┌─ EXTRACTED MATERIAL
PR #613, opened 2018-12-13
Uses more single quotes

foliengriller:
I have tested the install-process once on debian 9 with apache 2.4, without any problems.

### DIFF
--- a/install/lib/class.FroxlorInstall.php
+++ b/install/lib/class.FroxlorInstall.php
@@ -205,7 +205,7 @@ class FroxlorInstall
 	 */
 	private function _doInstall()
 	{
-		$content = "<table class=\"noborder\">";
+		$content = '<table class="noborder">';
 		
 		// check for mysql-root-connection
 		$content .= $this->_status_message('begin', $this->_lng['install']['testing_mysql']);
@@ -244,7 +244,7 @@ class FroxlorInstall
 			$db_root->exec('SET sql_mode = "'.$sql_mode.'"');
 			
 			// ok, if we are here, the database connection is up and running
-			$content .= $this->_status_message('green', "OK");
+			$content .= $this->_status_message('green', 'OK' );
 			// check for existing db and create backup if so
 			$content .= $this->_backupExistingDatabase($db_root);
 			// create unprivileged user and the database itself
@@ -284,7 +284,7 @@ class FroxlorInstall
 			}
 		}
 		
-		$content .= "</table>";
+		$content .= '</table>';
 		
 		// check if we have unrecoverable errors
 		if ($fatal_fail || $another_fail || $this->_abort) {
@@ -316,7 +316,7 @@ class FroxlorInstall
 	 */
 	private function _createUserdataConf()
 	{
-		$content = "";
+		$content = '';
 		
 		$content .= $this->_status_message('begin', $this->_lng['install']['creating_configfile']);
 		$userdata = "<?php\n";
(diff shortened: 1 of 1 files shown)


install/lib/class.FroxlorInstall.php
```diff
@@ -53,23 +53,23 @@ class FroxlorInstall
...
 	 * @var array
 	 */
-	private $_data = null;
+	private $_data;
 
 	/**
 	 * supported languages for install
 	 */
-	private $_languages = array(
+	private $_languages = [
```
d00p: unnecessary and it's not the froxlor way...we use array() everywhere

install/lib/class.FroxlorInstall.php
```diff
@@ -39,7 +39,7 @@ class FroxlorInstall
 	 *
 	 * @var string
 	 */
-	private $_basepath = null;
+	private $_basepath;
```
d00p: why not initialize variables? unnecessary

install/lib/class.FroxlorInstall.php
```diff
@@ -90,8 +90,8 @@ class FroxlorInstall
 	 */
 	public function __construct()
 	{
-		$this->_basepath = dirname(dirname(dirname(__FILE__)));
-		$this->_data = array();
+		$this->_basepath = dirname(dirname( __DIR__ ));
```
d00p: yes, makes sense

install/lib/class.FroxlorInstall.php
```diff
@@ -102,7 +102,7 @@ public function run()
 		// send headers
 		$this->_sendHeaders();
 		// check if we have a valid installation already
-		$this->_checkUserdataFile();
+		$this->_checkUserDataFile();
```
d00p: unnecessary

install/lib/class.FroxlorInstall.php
└─
== ASSIGNMENT ==
Copy out the lines of the data where the string "unnecessary" occurs.

== RESPONSE ==
d00p: unnecessary and it's not the froxlor way...we use array() everywhere
d00p: why not initialize variables? unnecessary
d00p: unnecessary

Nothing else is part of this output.